Pole & line’ tuna fishing is a centuries-old method that involves one fisher using one pole, line and hook to catch one fish at a time – something that requires great strength and dexterity by the fisher. Today, this traditional technique is regarded as the most environmentally responsible way to catch tuna because it is very selective (meaning virtually no non-tuna species like sharks, turtles and dolphins are caught) and low intensity. Pole-and-line fisheries are also socially responsible as they create more jobs compared to other tuna fishing methods and support the economic viability of local coastal communities. 

What species of tuna is used in Woolworths branded canned tuna & why?

The skipjack tuna species is used in the Woolworths branded canned tuna as it is the ideal tuna species for canning from a quality perspective. It is also a species that is fast growing and abundant in stocks that are not currently under threat. 

What is Marine Stewardship Council (MSC) certification?

The Marine Stewardship Council is an international non-profit organisation established to address the problem of unsustainable fishing and safeguard seafood supplies for the future.  They do this by setting credible standards for sustainable fishing and supply chain traceability. The MSC meets the highest benchmarks for credible certification and eco-labelling programs. 

 

How long is MSC certification valid for?

MSC certification is valid for five years with annual surveillance audits that are accessible to the public to review.

Why are we sourcing this tuna from the Maldives?

Pole-and-line fishing is a centuries-old practice in the Maldives and the fishery is often heralded as a good example of highly selective and low impact fishing. The regional management of tuna in the Indian Ocean falls under the Indian Ocean Tuna Commission (IOTC). The Maldives has been an active participant in the IOTC’s scientific working parties and became a full member in July 2011. At the end of 2012, Maldives was the first country in the Indian Ocean region to be awarded MSC certification for its pole-and-line tuna fishery. Since then it has been a sustainability leader in the region and was a strong advocate for the IOTC’s adoption of a harvest control rule (a forward-thinking management plan to avoid the overfishing of a species) for skipjack tuna in 2016.
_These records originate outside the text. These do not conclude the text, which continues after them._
PR #448, opened 2025-08-11
chore: Winget package automation

vikingnope:
## Pull Request Description

Adds winget package automation so that winget packages are updated automatically with each release.

For this to work a fork of the https://github.com/microsoft/winget-pkgs repo needs to be done on the DonutWare account, and then a classic token needs to be created (make sure to set it to never expire, unless you want to change it every couple of months) and added to this repo in the secrets section and it needs to be called `WINGET_TOKEN`.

Can we not source sustainable tuna for canning locally?

Currently there is no commercially available skipjack tuna in South African waters and there are not sufficient amounts of other tuna species for commercial canning.  Consequently, there is no local tuna canning facility to source from.

How do I know whether a product is MSC certified?

The blue MSC label at seafood counters or on product packaging confirms to the customer that the seafood they have chosen has been caught by fisheries which care for the environment and there is full traceability from fishing boat to store.

Why is sustainable fishing important?

Sustainable fishing is important to safeguard our precious seafood supplies for the future. We all want the world’s oceans to be teeming with life – today, tomorrow and for generations to come.

Is the Woolworths canned tuna dolphin-friendly?

Yes, the ‘pole & line’ catch method ensures that there is no by-catch or harm to any other marine life.

 

Why should I buy MSC certified seafood?

Buying MSC certified seafood means that you are supporting sustainable fishing in that the 
seafood has been caught by fisheries which care for the environment ensuring that there will be seafood in our oceans today, tomorrow and for generations thereafter.

What WWF Southern African Sustainable Seafood Initiative (SASSI)-list does tuna belong to?

The WWF-SASSI list has a number of tuna species listed that are found within South African waters. Unfortunately, many of them face sustainability challenges. The skipjack species used in Woolworths branded canned tuna is listed as GREEN when caught using ‘pole & line’ catch method which is how the Woolworths branded canned tuna is caught.

Is all Woollies branded canned tuna MSC certified?

Yes, the entire range of Woolworths branded canned tuna is MSC certified. 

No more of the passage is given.